Directions for this task =
Show each line of the data below in which "github" occurs.

Segment Start: Data section

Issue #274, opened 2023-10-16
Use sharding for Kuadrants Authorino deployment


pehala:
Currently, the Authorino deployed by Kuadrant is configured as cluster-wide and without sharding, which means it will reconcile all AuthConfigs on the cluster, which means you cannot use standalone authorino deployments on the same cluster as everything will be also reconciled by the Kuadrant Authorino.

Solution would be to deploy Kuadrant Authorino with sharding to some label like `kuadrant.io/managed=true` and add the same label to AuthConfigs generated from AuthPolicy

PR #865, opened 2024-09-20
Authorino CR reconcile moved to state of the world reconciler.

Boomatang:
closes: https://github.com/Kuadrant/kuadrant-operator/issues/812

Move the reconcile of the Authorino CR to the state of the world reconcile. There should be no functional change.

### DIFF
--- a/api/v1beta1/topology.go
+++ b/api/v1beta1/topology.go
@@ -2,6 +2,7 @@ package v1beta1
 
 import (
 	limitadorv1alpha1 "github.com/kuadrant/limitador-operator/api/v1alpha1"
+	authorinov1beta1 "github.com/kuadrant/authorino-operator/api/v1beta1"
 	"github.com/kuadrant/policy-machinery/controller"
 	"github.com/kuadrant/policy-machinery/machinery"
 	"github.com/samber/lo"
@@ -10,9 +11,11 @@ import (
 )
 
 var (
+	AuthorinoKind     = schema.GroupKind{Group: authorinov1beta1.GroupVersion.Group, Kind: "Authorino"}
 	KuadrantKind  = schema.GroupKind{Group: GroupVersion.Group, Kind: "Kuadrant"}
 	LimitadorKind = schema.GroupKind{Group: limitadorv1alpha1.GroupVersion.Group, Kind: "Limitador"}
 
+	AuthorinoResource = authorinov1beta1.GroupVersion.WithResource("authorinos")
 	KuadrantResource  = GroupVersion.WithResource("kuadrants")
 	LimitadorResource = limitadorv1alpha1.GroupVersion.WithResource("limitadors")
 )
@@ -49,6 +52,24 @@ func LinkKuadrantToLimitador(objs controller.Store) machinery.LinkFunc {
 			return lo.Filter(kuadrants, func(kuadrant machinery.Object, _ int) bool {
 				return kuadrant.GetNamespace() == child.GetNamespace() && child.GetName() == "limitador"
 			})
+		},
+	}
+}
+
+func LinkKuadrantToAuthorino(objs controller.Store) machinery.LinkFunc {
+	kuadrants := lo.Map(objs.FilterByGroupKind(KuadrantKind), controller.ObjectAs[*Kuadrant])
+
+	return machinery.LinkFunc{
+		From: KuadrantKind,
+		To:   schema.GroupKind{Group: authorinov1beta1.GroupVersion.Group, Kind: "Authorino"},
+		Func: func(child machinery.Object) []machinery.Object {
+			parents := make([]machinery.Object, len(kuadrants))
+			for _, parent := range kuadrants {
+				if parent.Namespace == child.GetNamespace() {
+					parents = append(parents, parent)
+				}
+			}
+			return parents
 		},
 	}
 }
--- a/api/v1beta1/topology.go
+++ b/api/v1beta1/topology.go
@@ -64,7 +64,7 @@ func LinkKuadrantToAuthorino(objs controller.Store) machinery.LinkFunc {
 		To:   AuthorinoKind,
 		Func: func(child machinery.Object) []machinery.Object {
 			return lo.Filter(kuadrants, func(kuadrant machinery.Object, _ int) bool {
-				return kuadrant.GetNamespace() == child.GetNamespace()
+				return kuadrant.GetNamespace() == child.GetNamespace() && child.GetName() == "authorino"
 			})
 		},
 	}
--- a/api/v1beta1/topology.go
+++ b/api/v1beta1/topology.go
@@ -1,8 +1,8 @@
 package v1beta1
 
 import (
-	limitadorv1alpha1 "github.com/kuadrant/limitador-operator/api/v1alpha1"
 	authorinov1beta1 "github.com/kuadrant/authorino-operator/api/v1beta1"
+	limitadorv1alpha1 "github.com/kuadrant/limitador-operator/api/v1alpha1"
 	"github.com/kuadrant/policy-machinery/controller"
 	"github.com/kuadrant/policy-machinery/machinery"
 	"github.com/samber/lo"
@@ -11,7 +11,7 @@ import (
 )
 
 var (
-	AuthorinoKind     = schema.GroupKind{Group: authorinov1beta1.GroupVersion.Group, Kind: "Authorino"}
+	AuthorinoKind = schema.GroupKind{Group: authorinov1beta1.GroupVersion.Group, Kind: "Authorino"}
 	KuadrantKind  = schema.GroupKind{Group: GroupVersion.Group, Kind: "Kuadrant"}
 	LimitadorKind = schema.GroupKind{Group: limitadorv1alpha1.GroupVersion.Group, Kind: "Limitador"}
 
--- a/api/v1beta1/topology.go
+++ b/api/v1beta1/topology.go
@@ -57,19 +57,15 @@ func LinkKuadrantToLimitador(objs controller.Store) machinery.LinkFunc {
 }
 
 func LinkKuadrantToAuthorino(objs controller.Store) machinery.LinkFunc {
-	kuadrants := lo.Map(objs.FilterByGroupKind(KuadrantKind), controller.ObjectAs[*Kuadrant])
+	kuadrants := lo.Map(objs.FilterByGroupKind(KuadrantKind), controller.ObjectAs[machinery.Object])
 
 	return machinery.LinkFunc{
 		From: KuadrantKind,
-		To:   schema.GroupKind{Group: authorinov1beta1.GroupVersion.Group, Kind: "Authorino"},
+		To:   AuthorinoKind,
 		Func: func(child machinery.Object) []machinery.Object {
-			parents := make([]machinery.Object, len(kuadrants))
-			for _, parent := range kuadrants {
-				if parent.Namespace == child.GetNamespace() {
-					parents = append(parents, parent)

Segment End: Data section

Finished exercise =
closes: https://github.com/Kuadrant/kuadrant-operator/issues/812
 	limitadorv1alpha1 "github.com/kuadrant/limitador-operator/api/v1alpha1"
+	authorinov1beta1 "github.com/kuadrant/authorino-operator/api/v1beta1"
 	"github.com/kuadrant/policy-machinery/controller"
 	"github.com/kuadrant/policy-machinery/machinery"
 	"github.com/samber/lo"
-	limitadorv1alpha1 "github.com/kuadrant/limitador-operator/api/v1alpha1"
 	authorinov1beta1 "github.com/kuadrant/authorino-operator/api/v1beta1"
+	limitadorv1alpha1 "github.com/kuadrant/limitador-operator/api/v1alpha1"
 	"github.com/kuadrant/policy-machinery/controller"
 	"github.com/kuadrant/policy-machinery/machinery"
 	"github.com/samber/lo"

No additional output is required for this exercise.